EXERCISE PROMPT: Count the lines below that hold the word "Stretch" and say how many, with no other text.

** AVAILABLE RECORDS follows **

PR #105, opened 2019-06-10
sarkars/Adding mnist file to build dir

sayantan-nervana:
Assumes that `build_cmake` folder is inside the `ngraph_bridge` dir, and `./test_ngtf.py` is run from there


sayantan-nervana:
https://buildkite.com/ngraph/ngtf-cpu-centos-grappler/builds/1008

PR #92, opened 2019-06-03
Avijit/cpp app

avijit-nervana:
* This PR creates a C++ example of using a pre-trained network to classify images (based on TensorFlow label_image example)
* The single model example (`infer_single`) will be extended to support multiple inference threads in a separate PR.
* This PR also creates a placeholder for a C++ inference example application with multiple inference models.

PR #106, opened 2019-06-11
sarkars/Add back provenance tagging

sayantan-nervana:


CMakeLists.txt
```diff
@@ -291,6 +291,7 @@ get_filename_component(
     ABSOLUTE
 )
 
+add_subdirectory(examples)
```
sayantan-nervana: Adding back this line which was deleted here: https://github.com/tensorflow/ngraph-bridge/pull/92/files#diff-af3b638bc2a3e6c650974192a53c7291R283

src/ngraph_builder.cc
```diff
@@ -95,8 +95,7 @@ std::shared_ptr<TOpType> ConstructNgNode(const std::string& op_name,
                                          TArg&&... Args) {
   auto ng_node = std::make_shared<TOpType>(std::forward<TArg>(Args)...);
   ng_node->set_friendly_name(op_name);
-  // Fails for now, so commenting out for now
-  // ng_node->add_provenance_tag(op_name);
+  ng_node->add_provenance_tag(op_name);
```
avijit-nervana: Do we have enough tests (on other backends) to ensure that this won't crash?

sayantan-nervana: This line gets added in `ngraph_builder.cc` which means all the tests use this. gtests (opexecutor), pytests, tf python tests and resnet tests. Also in CI we run this on CPU and GPU 2 backends.

The issue was more related to running models with `pip install tensorflow` + `build ngraph bridge`
iIf TF is built from source then there is no problem. In fact the crash ws observed even with CPU backend in debian (where they had pip installed tensorflow). So its more a matter of gcc compatibility than backend

PR #107, opened 2019-06-12
Sarkars/build refactor

sayantan-nervana:
1. Introduces `build_tf.py`
2. Changes `build_ngtf` to include a new flag `use_tensorflow_from_location`


test_ngtf.py
```diff
@@ -86,6 +86,9 @@ def main():
         # Run the C++ example build/run test
         run_cpp_example_test('build')
 
+    if (not os.path.isdir(build_dir + '/tensorflow')):
+        download_repo(build_dir + "/tensorflow", "https://github.com/tensorflow/tensorflow.git", "v1.14.0-rc0")
+
```
sayantan-nervana: TODO: verify `test_ngtf` is working. Seems to hang now in tf python tests.

build_ngtf.py
```diff
@@ -173,39 +180,45 @@ def main():
...
-        command_executor(["pip", "install", "-U", "tensorflow==" + tf_version])
-
-        import tensorflow as tf
-        print('Version information:')
-        print('TensorFlow version: ', tf.__version__)
-        print('C Compiler version used in building TensorFlow: ',
-              tf.__compiler_version__)
-        cxx_abi = str(tf.__cxx11_abi_flag__)
+    if arguments.use_tensorflow_from_location != "":
+        print("Using TensorFlow from " + arguments.use_tensorflow_from_location)
```
shresthamalik: assert that use_tensorflow_from_location is a valid path

shresthamalik: Please add a comment on what is being done (if arguments.use_tensorflow_from_location != "":)

sayantan-nervana: Added comments here: https://github.com/tensorflow/ngraph-bridge/pull/107/files#diff-955b7e25a6094527d84683bcc9da8af9R73
and expanded help string of the option: https://github.com/tensorflow/ngraph-bridge/pull/107/files#diff-ece698560cf09ce24af8979586c76638R119

sayantan-nervana:
It seems .py files at the base location (build_ngtf and test_ngtf) were not being formatted or checked by the scripts in `maint`. So added some lines to include those files as well

build_ngtf.py
sayantan-nervana: Added some comments about the mechanics: https://github.com/tensorflow/ngraph-bridge/pull/107/commits/d0b7ae4b0aeb762dfd18529b8a9d0e70e05c47a2

PR #110, opened 2019-06-18
Shrestha/backend manager fixes

shresthamalik:
Changes: 
-  IsSupportedBackend tries to create a backend rather than querying nGraph for registered backends. There were some error conditions arising due to static initialization of the supported_backends map and late registration of backends, which led to this change
- GetCurrentlySetBackendName accounts for the NGRAPH_TF_Backend set
- Update BackendManager Tests


src/ngraph_backend_manager.h
```diff
@@ -47,25 +47,25 @@ struct Backend {
 class BackendManager {
  public:
   // Returns the backend name currently set
-  static string GetCurrentlySetBackendName() {
-    return BackendManager::ng_backend_name_;
-  };
+  // If env variable NGRAPH_TF_BACKEND is set it has precedence
```
kanvi-nervana: It has precedence only over the BackendManager and not the config, correct?

test/python/common.py
```diff
@@ -91,3 +91,29 @@ def generate_random_numbers(self,
         if datatype == "DTYPE_INT":
             return [random.randint(start, end) for i in range(vector_length)]
         return [random.uniform(start, end) for i in range(vector_length)]
+
+    # returns true if the the env variable is set
+    def is_env_variable_set(self, env_var):
+        return env_var in os.environ
+
+    # sets the env variable
+    def set_env_variable(self, env_var, env_var_val):
```
kanvi-nervana: Is this only for setting the backend env variable? If yes, then please change the name to project that.
If not, then please change the `print message`

test/python/test_set_backend.py
```diff
@@ -19,54 +19,68 @@
...
-    ngraph_bridge.enable()
-    backend_cpu = 'CPU'
-    backend_interpreter = 'INTERPRETER'
+class TestSetBackend(NgraphTest):
+
+    def test_set_backend(self):
+        # store env variables
+        # when testing on backends like GPU the tests are run with NGRPAH_TF_BACKEND
+        # by storing and restoring the env_variables we run the tests independent of the backend set
+        # currently we only and restore only NGRPAH_TF_BACKEND
```
kanvi-nervana: typo: ` # currently we only and restore only NGRPAH_TF_BACKEND` ---> ` # currently we only restore NGRPAH_TF_BACKEND`

src/ngraph_backend_manager.cc
```diff
@@ -101,22 +107,52 @@ void BackendManager::UnlockBackend(const string& backend_name) {
...
+
+  // NGRAPH_TF_BACKEND is set
+  string backend_env = std::string(ng_backend_env_value);
+  if (backend_env.empty() || !BackendManager::IsSupportedBackend(backend_env)) {
+    return errors::Internal("NGRAPH_TF_BACKEND: ", backend_env,
+                            " is not supported");
+  }
+
+  *backend_name = backend_env;
+  NGRAPH_VLOG(1) << "Overriding backend using the enviornment variable "
```
sayantan-nervana:
```suggestion
  NGRAPH_VLOG(1) << "Overriding backend using the environment variable "
```

src/ngraph_backend_manager.h
shresthamalik: Yes.

test/python/common.py
shresthamalik: This is for setting any env variable.

PR #116, opened 2019-06-21
Kkasravi/Add support for docker build system

kkasravi:
fixes NGTF-2093

Suggested follow-on improvement:
- allow the base docker image to be pushed to a registry (eg gcr.io/constant-cubist-173123/ngtf) 
  (then build artifacts can be shared across the team.)


kkasravi:
moving this to local branch from forked branch

PR #119, opened 2019-06-21
Add dockerfiles for builds with Debian Stretch python3

crlishka:
Add Debian 9 "Stretch" as a platform for builds and unit-tests.

Successful testing:
tf-ng-bridge-daily-build: https://aipg-rancher.intel.com/jenkins/algo/job/tf-ng-bridge-daily-build/130/


test/ci/docker/docker-scripts/run-build-test-ngtf.sh
```diff
@@ -88,17 +88,29 @@ echo ' '
...
+    echo 'python version is:'
+    python --version
+else
+    echo '/usr/bin/python was not found'
+fi
 
-echo ' '
-echo 'python2 version is:'
-python2 --version
+if [ -f /usr/bin/python2 ] ; then
```
avijit-nervana: Why are we still supporting Python2?

crlishka: It is old code that was already there.  It is simply a check to tell if python2 is installed in the Docker container -- it is useful to know that python2 is *not* installed.  I added a guard around it because python2 support was removed.

The presence of this code does not indicate that we are supporting python2.  I no longer run any python2 builds.

PR #121, opened 2019-06-21
Add HorovodBroadcast op

ami-GS:


src/ngraph_builder.cc
```diff
@@ -1810,6 +1810,18 @@ static Status TranslateDepthwiseConv2dNativeOp(
   return Status::OK();
 }
 
+static Status TranslateBroadcastDistributedOp(
```
avijit-nervana: This should be guarded by `#if defined (NGRAPH_DISTRIBUTED)`

src/ngraph_builder.cc
```diff
@@ -4833,6 +4845,7 @@ const static std::map<
         {"Greater", TranslateBinaryOp<ngraph::op::Greater>},
         {"GreaterEqual", TranslateBinaryOp<ngraph::op::GreaterEq>},
         {"HorovodAllreduce", TranslateAllreduceOp},
```
avijit-nervana: These Horovod ops should be guarded by `#if defined (NGRAPH_DISTRIBUTED)`

src/ngraph_utils.cc
```diff
@@ -372,26 +372,26 @@ bool DumpTrackedGraphs() {
          std::getenv("NGRAPH_TF_DUMP_TRACKED_GRAPHS") != nullptr;
 }
 
-void AllreduceOpControlOrder(
-    const std::shared_ptr<ngraph::Function>& ng_function) {
+void OpControlOrder(const std::shared_ptr<ngraph::Function>& ng_function,
```
avijit-nervana: This should be guarded by `#if defined (NGRAPH_DISTRIBUTED)`

src/ngraph_utils.h
```diff
@@ -322,7 +322,8 @@ bool DumpEncapsulatedGraphs();
 bool DumpTrackedGraphs();
 
 // Insert constrol dependency for AllReduce ops to ensure execution order
-void AllreduceOpControlOrder(const std::shared_ptr<ngraph::Function>&);
+void OpControlOrder(const std::shared_ptr<ngraph::Function>&,
```
avijit-nervana: This should be guarded by `#if defined (NGRAPH_DISTRIBUTED)`

src/ngraph_builder.cc
```diff
@@ -1810,6 +1810,18 @@ static Status TranslateDepthwiseConv2dNativeOp(
...
+static Status TranslateBroadcastDistributedOp(
+    const Node* op, const std::vector<const Tensor*>& static_input_map,
+    Builder::OpMap& ng_op_map) {
+  shared_ptr<ng::Node> ng_input;
+  TF_RETURN_IF_ERROR(GetInputNodes(ng_op_map, op, &ng_input));
+
+  auto ng_broadcast_distributed =
+      ConstructNgNode<ng::op::BroadcastDistributed>(op->name(), ng_input);
+  SaveNgOp(ng_op_map, op->name(), ng_broadcast_distributed);
+  return Status::OK();
```
sayantan-nervana: since this looks like a direct one-to-one map, please consider using `TranslateUnary`. Please see "Abs" translation for an example. https://github.com/tensorflow/ngraph-bridge/blob/master/src/ngraph_builder.cc#L4794

ami-GS: great idea, used

src/ngraph_builder.cc
ami-GS: fixed

PR #122, opened 2019-06-26
Kanvi/config support II

kanvi-nervana:


src/ngraph_backend_manager.h
```diff
@@ -65,6 +65,10 @@ class BackendManager {
 
   static void ReleaseBackend(const string& backend_name);
 
+  static void SetConfig(
+      const string& backend_name,
+      std::unordered_map<std::string, std::string> additional_attributes_map);
```
shresthamalik: map can be made const & too

test/graph_rewrites/config_for_grappler_test.cc
```diff
@@ -116,6 +115,73 @@ TEST(GrapplerConfig, RConfig1) {
...
+    node->set_requested_device("CPU");
+  }
+
+  // Create GraphDef and Grappler
+  grappler::GrapplerItem item;
+  graph.ToGraphDef(&item.graph);
+  ConfigProto config_proto;
+  auto backend_name = AttrValue();
+  backend_name.set_s("INTERPRETER");
+  auto device_config = AttrValue();
```
shresthamalik: The device_config is not used right?

test/graph_rewrites/config_for_grappler_test.cc
```diff
@@ -116,6 +115,73 @@ TEST(GrapplerConfig, RConfig1) {
...
+  // There is only one node in the graph
+  // And it is an NGraphEncapsulateOp
+  ASSERT_EQ(output_graph.num_op_nodes(), 1);
+  Node* ng_encap = nullptr;
+
+  for (auto node : output_graph.op_nodes()) {
+    ng_encap = node;
+  }
+  ASSERT_NE(ng_encap, nullptr);
+  string ng_backend, ng_device_config, ng_test_echo;
```
shresthamalik: same comment here. We can remove it.

test/graph_rewrites/config_for_grappler_test.cc
kanvi-nervana: Right, missed removing it.

PR #125, opened 2019-06-28
Kanvi/Move the registrations for ops to a separate location

kanvi-nervana:


src/ops/ngraph_tracked_variable.cc
```diff
@@ -0,0 +1,38 @@
...
+    .Output("ref: Ref(dtype)")
+    .Attr("shape: shape")
+    .Attr("dtype: type")
+    .Attr("just_looking: bool = false")
+    .Attr("container: string = ''")
+    .Attr("shared_name: string = ''")
+    .SetIsStateful()
+    .SetShapeFn(shape_inference::ExplicitShape);
+
+}  // namespace ngraph_bridge
```
sayantan-nervana: Another option is: we could have a single file for all ngraph ops. For example in TF, all nn ops are in a single file etc.

src/CMakeLists.txt
```diff
@@ -40,11 +40,13 @@ set(SRC
    ngraph_cluster_manager.cc
    ngraph_deassign_clusters.cc
    ngraph_encapsulate_clusters.cc
+   ops/ngraph_encapsulate_op.cc
    ngraph_encapsulate_op.cc
    ngraph_freshness_tracker.cc
    ngraph_mark_for_clustering.cc
    ngraph_rewrite_for_tracking.cc
    ngraph_rewrite_pass.cc
+   ops/ngraph_tracked_variable.cc
```
sayantan-nervana: Also do we need to update this as well? https://github.com/tensorflow/ngraph-bridge/blob/master/bazel/BUILD#L18

src/ops/ngraph_tracked_variable.cc
kanvi-nervana: Yes, we can have something like ngraph_ops.cc and move registrations there.

src/enable_variable_ops/ngraph_tracked_variable.cc
```diff
@@ -283,19 +283,6 @@ void NGraphVariableOp::Compute(OpKernelContext* ctx) {
...
-    .Attr("dtype: type")
-    .Attr("just_looking: bool = false")
-    .Attr("is_tf_just_looking: bool = false")
-    .Attr("copy_to_tf: bool = false")
-    .Attr("container: string = ''")
-    .Attr("shared_name: string = ''")
-    .Attr("ngraph_graph_id: int")
-    .SetIsStateful()
-    .SetShapeFn(shape_inference::ExplicitShape);
-
```
sayantan-nervana: we could remove `#include "tensorflow/core/framework/op_kernel.h"` from this file.

and maybe in other places too wherever applicable.

src/CMakeLists.txt
```diff
@@ -65,6 +66,9 @@ if(NGRAPH_TF_ENABLE_VARIABLES_AND_OPTIMIZERS)
     list(REMOVE_ITEM SRC ngraph_rewrite_pass.cc)
     list(APPEND SRC enable_variable_ops/ngraph_rewrite_pass.cc)
 
+    list(REMOVE_ITEM SRC ops/ngraph_ops.cc)
+    list(APPEND SRC enable_variable_ops/ops/ngraph_ops.cc)
```
shresthamalik: We have some registerations here too, if you want to take care of them too
https://github.com/tensorflow/ngraph-bridge/blob/master/src/enable_variable_ops/ngraph_variable_modifiers.cc

src/CMakeLists.txt
avijit-nervana: Yes

PR #227, opened 2019-09-05
sarkars/Add a comparator to GetReversePostOrder to make toposort deterministic

sayantan-nervana:
Making the translation process more deterministic.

** End of AVAILABLE RECORDS **

ANSWER TO THIS EXERCISE: 2